What you will do:
Of the records that follow, copy only the lines from the line containing "public and private keys and RSA signatures." to the line containing "emargolis: Agree that", both included, exactly as written.

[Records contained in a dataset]
★ ★ ★ ★

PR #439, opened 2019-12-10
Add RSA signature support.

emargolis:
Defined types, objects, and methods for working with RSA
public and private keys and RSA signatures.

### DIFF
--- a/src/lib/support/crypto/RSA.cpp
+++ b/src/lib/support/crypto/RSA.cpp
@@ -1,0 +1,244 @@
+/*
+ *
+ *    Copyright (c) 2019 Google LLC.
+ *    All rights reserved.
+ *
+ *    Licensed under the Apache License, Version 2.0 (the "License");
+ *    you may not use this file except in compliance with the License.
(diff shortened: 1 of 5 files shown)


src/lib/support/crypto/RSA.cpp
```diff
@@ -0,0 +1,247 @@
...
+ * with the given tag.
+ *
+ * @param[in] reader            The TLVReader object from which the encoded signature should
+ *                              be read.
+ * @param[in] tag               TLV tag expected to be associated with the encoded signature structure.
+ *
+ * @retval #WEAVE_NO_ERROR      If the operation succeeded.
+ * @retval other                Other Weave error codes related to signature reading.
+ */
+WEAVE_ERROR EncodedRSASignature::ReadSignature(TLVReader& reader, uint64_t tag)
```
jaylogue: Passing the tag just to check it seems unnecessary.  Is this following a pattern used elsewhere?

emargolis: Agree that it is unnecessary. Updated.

★ ★ ★ ★

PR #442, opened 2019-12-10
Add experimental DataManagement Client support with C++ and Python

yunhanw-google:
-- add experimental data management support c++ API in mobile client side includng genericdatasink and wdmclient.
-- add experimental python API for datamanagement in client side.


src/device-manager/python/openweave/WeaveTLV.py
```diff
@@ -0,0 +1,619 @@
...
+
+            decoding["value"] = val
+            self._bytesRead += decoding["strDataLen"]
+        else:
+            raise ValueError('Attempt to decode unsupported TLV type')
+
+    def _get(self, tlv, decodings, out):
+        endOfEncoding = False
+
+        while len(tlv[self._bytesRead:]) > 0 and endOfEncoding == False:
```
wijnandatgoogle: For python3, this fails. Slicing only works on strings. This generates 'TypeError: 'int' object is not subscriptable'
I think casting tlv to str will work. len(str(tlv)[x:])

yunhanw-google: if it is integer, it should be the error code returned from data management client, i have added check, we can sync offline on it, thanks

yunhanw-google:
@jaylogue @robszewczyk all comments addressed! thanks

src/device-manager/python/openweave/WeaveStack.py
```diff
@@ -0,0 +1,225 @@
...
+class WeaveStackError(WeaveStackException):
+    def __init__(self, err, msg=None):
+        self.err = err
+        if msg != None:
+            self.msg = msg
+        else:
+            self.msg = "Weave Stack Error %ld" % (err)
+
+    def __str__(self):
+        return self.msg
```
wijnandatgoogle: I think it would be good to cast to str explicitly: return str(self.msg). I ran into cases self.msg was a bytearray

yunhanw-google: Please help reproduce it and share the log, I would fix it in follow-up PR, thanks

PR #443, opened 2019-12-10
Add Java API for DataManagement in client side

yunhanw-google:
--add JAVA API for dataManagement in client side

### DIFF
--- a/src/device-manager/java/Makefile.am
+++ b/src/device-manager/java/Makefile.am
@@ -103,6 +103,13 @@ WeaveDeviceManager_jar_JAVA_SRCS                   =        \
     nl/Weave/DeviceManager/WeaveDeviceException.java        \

★ ★ ★ ★

Answer to the problem:
public and private keys and RSA signatures.

### DIFF
--- a/src/lib/support/crypto/RSA.cpp
+++ b/src/lib/support/crypto/RSA.cpp
@@ -1,0 +1,244 @@
+/*
+ *
+ *    Copyright (c) 2019 Google LLC.
+ *    All rights reserved.
+ *
+ *    Licensed under the Apache License, Version 2.0 (the "License");
+ *    you may not use this file except in compliance with the License.
(diff shortened: 1 of 5 files shown)


src/lib/support/crypto/RSA.cpp
```diff
@@ -0,0 +1,247 @@
...
+ * with the given tag.
+ *
+ * @param[in] reader            The TLVReader object from which the encoded signature should
+ *                              be read.
+ * @param[in] tag               TLV tag expected to be associated with the encoded signature structure.
+ *
+ * @retval #WEAVE_NO_ERROR      If the operation succeeded.
+ * @retval other                Other Weave error codes related to signature reading.
+ */
+WEAVE_ERROR EncodedRSASignature::ReadSignature(TLVReader& reader, uint64_t tag)
```
jaylogue: Passing the tag just to check it seems unnecessary.  Is this following a pattern used elsewhere?

emargolis: Agree that it is unnecessary. Updated.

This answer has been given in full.